» **Work request**
One line at a time, check the entries below for the word "Character", and copy each line that has it.

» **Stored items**
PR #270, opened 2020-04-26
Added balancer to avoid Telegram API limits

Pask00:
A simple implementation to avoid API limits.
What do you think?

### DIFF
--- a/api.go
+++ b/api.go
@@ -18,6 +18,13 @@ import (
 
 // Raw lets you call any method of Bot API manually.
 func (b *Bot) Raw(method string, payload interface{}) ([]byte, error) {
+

---

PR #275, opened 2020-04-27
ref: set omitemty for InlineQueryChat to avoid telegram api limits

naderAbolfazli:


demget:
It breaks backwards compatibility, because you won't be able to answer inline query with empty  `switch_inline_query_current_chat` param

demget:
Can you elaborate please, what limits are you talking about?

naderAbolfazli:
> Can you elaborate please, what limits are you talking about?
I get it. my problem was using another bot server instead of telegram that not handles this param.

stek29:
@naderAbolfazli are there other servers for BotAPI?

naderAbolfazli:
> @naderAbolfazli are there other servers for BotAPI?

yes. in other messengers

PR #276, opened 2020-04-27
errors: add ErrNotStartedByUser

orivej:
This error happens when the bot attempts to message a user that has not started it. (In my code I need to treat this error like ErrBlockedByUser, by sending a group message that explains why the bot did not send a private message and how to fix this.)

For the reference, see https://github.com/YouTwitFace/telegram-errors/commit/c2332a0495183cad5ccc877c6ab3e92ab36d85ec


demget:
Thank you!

---

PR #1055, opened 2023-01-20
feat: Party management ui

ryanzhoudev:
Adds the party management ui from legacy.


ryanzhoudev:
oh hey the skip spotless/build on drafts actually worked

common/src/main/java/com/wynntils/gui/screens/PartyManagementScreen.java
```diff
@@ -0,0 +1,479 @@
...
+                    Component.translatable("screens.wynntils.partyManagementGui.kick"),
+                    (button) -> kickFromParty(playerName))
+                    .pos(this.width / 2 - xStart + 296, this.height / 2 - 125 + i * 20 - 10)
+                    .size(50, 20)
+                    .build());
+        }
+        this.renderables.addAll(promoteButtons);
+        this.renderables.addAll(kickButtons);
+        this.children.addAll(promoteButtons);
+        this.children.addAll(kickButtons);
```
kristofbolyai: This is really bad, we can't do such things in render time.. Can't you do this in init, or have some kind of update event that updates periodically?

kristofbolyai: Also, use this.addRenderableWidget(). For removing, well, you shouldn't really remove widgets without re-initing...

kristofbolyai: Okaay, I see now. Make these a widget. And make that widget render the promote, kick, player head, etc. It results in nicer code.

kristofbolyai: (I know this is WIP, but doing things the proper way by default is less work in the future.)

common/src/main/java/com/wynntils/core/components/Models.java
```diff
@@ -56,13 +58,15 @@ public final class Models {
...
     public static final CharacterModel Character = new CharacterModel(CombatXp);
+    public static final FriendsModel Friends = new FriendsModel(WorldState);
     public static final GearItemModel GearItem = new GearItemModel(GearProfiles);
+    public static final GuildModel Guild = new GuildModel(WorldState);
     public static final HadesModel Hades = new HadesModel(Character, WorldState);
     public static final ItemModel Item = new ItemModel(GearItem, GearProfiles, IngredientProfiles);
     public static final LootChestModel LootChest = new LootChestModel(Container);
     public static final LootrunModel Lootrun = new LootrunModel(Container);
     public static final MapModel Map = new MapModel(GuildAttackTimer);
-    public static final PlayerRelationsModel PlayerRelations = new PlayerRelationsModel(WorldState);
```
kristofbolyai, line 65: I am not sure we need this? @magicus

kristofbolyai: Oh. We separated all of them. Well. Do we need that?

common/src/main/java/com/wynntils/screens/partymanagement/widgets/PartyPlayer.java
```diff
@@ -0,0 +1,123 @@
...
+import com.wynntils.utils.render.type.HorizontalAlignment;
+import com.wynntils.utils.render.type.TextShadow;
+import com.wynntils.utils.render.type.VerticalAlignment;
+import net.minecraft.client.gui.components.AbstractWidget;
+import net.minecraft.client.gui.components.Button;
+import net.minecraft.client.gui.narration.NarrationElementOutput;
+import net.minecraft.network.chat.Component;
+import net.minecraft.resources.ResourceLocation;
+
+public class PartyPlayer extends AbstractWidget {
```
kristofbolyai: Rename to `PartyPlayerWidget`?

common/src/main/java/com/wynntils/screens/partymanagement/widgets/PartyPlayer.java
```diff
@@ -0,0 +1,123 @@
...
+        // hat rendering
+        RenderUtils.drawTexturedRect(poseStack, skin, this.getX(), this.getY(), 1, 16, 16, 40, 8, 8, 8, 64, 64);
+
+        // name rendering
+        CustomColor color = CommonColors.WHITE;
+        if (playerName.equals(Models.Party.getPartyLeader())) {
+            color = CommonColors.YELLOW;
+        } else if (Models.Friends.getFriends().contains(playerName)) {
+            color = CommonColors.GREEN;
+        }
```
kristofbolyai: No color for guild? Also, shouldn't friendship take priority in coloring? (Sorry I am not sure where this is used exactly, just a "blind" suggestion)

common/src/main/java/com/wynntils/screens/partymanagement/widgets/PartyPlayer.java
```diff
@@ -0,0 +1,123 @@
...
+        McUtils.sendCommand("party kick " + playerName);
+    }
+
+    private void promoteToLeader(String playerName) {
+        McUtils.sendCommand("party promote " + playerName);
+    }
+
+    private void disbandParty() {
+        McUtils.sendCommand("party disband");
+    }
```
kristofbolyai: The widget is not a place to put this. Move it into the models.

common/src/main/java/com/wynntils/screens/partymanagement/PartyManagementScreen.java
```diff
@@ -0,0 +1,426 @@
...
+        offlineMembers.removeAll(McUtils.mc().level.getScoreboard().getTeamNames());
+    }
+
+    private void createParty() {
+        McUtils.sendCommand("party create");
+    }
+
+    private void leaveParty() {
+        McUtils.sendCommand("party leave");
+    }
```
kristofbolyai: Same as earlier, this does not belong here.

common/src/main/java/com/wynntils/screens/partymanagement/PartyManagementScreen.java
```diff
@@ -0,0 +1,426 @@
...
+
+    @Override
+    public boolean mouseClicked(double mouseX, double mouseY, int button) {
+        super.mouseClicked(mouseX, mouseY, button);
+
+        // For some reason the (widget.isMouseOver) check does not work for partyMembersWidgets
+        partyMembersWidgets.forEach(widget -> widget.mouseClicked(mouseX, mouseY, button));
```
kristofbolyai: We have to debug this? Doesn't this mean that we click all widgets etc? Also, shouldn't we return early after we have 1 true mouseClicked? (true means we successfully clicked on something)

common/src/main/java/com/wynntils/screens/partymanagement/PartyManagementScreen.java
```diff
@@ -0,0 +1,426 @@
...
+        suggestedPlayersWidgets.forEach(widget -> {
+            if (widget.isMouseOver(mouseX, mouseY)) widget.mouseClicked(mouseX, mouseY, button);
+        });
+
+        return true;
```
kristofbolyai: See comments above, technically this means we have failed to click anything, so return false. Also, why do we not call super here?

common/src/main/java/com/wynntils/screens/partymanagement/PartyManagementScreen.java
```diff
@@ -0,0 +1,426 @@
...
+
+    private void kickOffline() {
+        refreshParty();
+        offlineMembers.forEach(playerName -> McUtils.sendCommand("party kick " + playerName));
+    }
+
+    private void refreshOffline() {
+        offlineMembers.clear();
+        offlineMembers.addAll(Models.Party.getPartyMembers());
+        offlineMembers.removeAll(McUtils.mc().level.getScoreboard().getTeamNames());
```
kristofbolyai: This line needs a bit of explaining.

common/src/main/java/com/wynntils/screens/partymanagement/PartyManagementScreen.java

» **Answer section**
     public static final CharacterModel Character = new CharacterModel(CombatXp);
     public static final HadesModel Hades = new HadesModel(Character, WorldState);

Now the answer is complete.